## [TASK REQUIREMENTS]
In the entries below, find the line with "After #614, no proto format anymore." and print exactly every line from there up to and including the line with "--config common/config/license-lint.yml; fi", with no other lines.

## [RECORDS FOR THE TASK]
···

PR #719, opened 2022-11-16
chore: clean proto related targets

daixiang0:
After #614, no proto format anymore.

Also, `lint-protos` only is a target, no rules to run.

Signed-off-by: Loong <loong.dai@intel.com>

### DIFF
--- a/files/common/Makefile.common.mk
+++ b/files/common/Makefile.common.mk
@@ -63,7 +63,7 @@ lint-typescript:
 lint-licenses:
 	@if test -d licenses; then license-lint --config common/config/license-lint.yml; fi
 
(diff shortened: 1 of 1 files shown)


daixiang0:
`clang-format` can format protos:
```
  --style=<string>               - Coding style, currently supports:
                                     LLVM, GNU, Google, Chromium, Microsoft, Mozilla, WebKit.
                                   Use -style=file to load style configuration from
                                   .clang-format file located in one of the parent
                                   directories of the source file (or current
                                   directory for stdin).
                                   Use -style=file:<format_file_path> to explicitly specifythe configuration file.
                                   Use -style="{key: value, ...}" to set specific
                                   parameters, e.g.:
                                     -style="{BasedOnStyle: llvm, IndentWidth: 8}"
```

If accepted, I can add it.

howardjohn:
Please don't use clang-formart for protos, we use `buf` for everything proto related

···

## [RESPONSE AREA]
After #614, no proto format anymore.

Also, `lint-protos` only is a target, no rules to run.

Signed-off-by: Loong <loong.dai@intel.com>

### DIFF
--- a/files/common/Makefile.common.mk
+++ b/files/common/Makefile.common.mk
@@ -63,7 +63,7 @@ lint-typescript:
 lint-licenses:
 	@if test -d licenses; then license-lint --config common/config/license-lint.yml; fi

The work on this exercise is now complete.